--- INFORMATION SHOWN ---
^^^^

PR #67, opened 2019-02-22
Merging parent rules should not override current rules

### LINKED ISSUE #66: Merging parent rules should not override current rules
https://github.com/dry-rb/dry-schema/blob/master/lib/dry/schema/dsl.rb#L266

it should merge current rules into parent rules, potentially overriding​ some parent rules.

skryukov:
Fixes #66

### DIFF
--- a/lib/dry/schema/dsl.rb
+++ b/lib/dry/schema/dsl.rb
@@ -263,7 +263,7 @@ module Dry
       #
       # @api protected
       def rules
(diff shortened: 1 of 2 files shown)


solnic:
Thanks, but it would be good to add a spec covering this too. Would you be able to do that too?

skryukov:
@solnic no problem, hope this will do =)

PR #68, opened 2019-02-22
Sync with new schema types

flash-gordon:
It took a while but only a few changes are actually required. @solnic dry-schema is way easier to follow/debug compared to dry-validation, that's inspiring 🎉


lib/dry/schema/value_coercer.rb
```diff
@@ -18,7 +18,7 @@ def call(input)
         if input.success?
           type_schema[Hash(input)]
         else
-          type_schema.member_types.reduce(EMPTY_HASH.dup) do |hash, (name, type)|
+          type_schema.name_key_map.reduce(EMPTY_HASH.dup) do |hash, (name, type)|
```
solnic: Maybe it should be an enumerable, so that we could do `type_schema.reduce`?

flash-gordon: yeah, I thought about it, it makes perfect sense now. I'll do this once I finish with testing

PR #80, opened 2019-03-02
Use dry-types from master

flash-gordon:
Changes for dry-types 0.15

### DIFF
--- a/lib/dry/schema/macros/hash.rb
+++ b/lib/dry/schema/macros/hash.rb
@@ -12,7 +12,34 @@ module Dry
         # @api private
         def call(*args, &block)
           trace << hash?
-          super(*args, &block)
+
+          super(*args) unless args.empty?
+
+          if block
+            definition = schema_dsl.new(&block)
+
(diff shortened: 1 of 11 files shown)


lib/dry/schema/macros/hash.rb
```diff
@@ -12,7 +12,34 @@ class Hash < Schema
...
+                schema_type.optional
+              else
+                schema_type
+              end
+
+            schema_dsl.set_type(name, final_type)
+
+            trace << definition.to_rule
+          end
+
```
solnic: This looks like a mistake in conflict resolution, as `Macros::Schema` should include this whole thing whereas `Macros::Hash` simply [prepends `hash?` check and calls super](https://github.com/dry-rb/dry-schema/blob/master/lib/dry/schema/macros/hash.rb#L14-L16).

Specs are passing because the code does the same thing, it's just that it's duplicated now in this branch.

flash-gordon: totally! fixed

flash-gordon:
done via GH

PR #109, opened 2019-03-27
Change interface of Message to allow arbitrary objects

flash-gordon:
This is required by https://github.com/dry-rb/dry-validation/pull/499
Now it's possible to pass custom object from validation rules as errors. Strictly speaking, this wasn't necessary but we don't want those custom objects to be accidentally coerced to strings when you call `MessageSet#to_h` hence this change.


solnic:
Closing in favor of #113

Issue #301, opened 2020-07-07
Schema.JSON documentation wrong


juriglx:
Executing the example code provided at https://dry-rb.org/gems/dry-schema/1.4/json/ results in different behaviour than claimed.

I expect to get:
`:age => ["must be greater than 18"]`

I get:
`:age => ["must be an integer"]`

I tested this in isolation with dry-schema 1.4.0

PR #302, opened 2020-07-07
Fix json documentation

juriglx:
See Issue https://github.com/dry-rb/dry-schema/issues/301


solnic:
hey, thanks for spotting this and opening this PR. I fixed it via #303 after all.

PR #305, opened 2020-07-22
Avoid creation of array in Info::SchemaCompiler.visit_set

esparta:
The goal of `visit_set` is visit the nodes using their target, but while it does it also creates an array is not used on the method.


esparta:
Thanks!

Issue #311, opened 2020-08-28
"is not allowed" raised when `validate_keys` is enabled for maybe hashes


svobom57:
**Describe the bug**
There was an issue: https://github.com/dry-rb/dry-schema/issues/308 whereby the validation of keys for nested maybe hashes weren't working prior to version `1.5.3`. There's still an issue with non-nested maybe hashes.

**To Reproduce**
```ruby
schema = Dry::Schema.Params do
  config.validate_keys = true

  required(:feedback_location).maybe(:hash) do
    required(:lat).filled(:float)
    required(:lon).filled(:float)
  end
end

schema.call({ feedback_location: nil }).errors
=> #<Dry::Schema::MessageSet messages=[#<Dry::Schema::Message text="is not allowed" path="feedback_location" predicate=nil input={:feedback_location=>nil}>] options={:failures=>true}>
```

**Expected behaviour**

It shouldn't have an error since the `feedback_location` field is a `maybe` hash.

**Your environment**

- Affects my production application: **YES**
- Ruby version: 2.7
- dry-schema (1.5.3)
dry-validation (1.5.3)
- OS: MacOS

svobom57:
@solnic When are you planning on cutting the `1.5.4` release?

solnic:
Tomorrow

PR #312, opened 2020-08-28
 Fix bug: non-nested maybe hashes have errors on `validate_keys = true`

svobom57:
### Description
There is an issue whereby if we're validating keys on `maybe` hashes in non-nested strucutures the schema comes back with `is not allowed`:

```ruby
  config.validate_keys = true

  required(:feedback_location).maybe(:hash) do
    required(:lat).filled(:float)
    required(:lon).filled(:float)
  end
end

schema.call({ feedback_location: nil }).errors
=> #<Dry::Schema::MessageSet messages=[#<Dry::Schema::Message text="is not allowed" path="feedback_location" predicate=nil input={:feedback_location=>nil}>] options={:failures=>true}>
```

This mitigates the error for checking the partial path similarly to what has been done for the nested structures here:
https://github.com/dry-rb/dry-schema/pull/309

### Context

Closes: https://github.com/dry-rb/dry-schema/issues/311

/cc @solnic

### DIFF
--- a/lib/dry/schema/key_validator.rb
+++ b/lib/dry/schema/key_validator.rb
@@ -32,7 +32,7 @@ module Dry
                 arr = path.gsub(INDEX_REGEX) { |m| ".#{m[1]}" }
                 arr.split(DOT).map { |s| DIGIT_REGEX.match?(s) ? s.to_i : s.to_sym }
               end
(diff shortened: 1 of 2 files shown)


solnic (approved):
👏 🙇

^^^^

--- WORK REQUIRED ---
Beginning with the opening line above, retype the records exactly through the line with "--- a/lib/dry/schema/macros/hash.rb", both ends included.

--- RESULT OF THE TASK ---
PR #67, opened 2019-02-22
Merging parent rules should not override current rules

### LINKED ISSUE #66: Merging parent rules should not override current rules
https://github.com/dry-rb/dry-schema/blob/master/lib/dry/schema/dsl.rb#L266

it should merge current rules into parent rules, potentially overriding​ some parent rules.

skryukov:
Fixes #66

### DIFF
--- a/lib/dry/schema/dsl.rb
+++ b/lib/dry/schema/dsl.rb
@@ -263,7 +263,7 @@ module Dry
       #
       # @api protected
       def rules
(diff shortened: 1 of 2 files shown)


solnic:
Thanks, but it would be good to add a spec covering this too. Would you be able to do that too?

skryukov:
@solnic no problem, hope this will do =)

PR #68, opened 2019-02-22
Sync with new schema types

flash-gordon:
It took a while but only a few changes are actually required. @solnic dry-schema is way easier to follow/debug compared to dry-validation, that's inspiring 🎉


lib/dry/schema/value_coercer.rb
```diff
@@ -18,7 +18,7 @@ def call(input)
         if input.success?
           type_schema[Hash(input)]
         else
-          type_schema.member_types.reduce(EMPTY_HASH.dup) do |hash, (name, type)|
+          type_schema.name_key_map.reduce(EMPTY_HASH.dup) do |hash, (name, type)|
```
solnic: Maybe it should be an enumerable, so that we could do `type_schema.reduce`?

flash-gordon: yeah, I thought about it, it makes perfect sense now. I'll do this once I finish with testing

PR #80, opened 2019-03-02
Use dry-types from master

flash-gordon:
Changes for dry-types 0.15

### DIFF
--- a/lib/dry/schema/macros/hash.rb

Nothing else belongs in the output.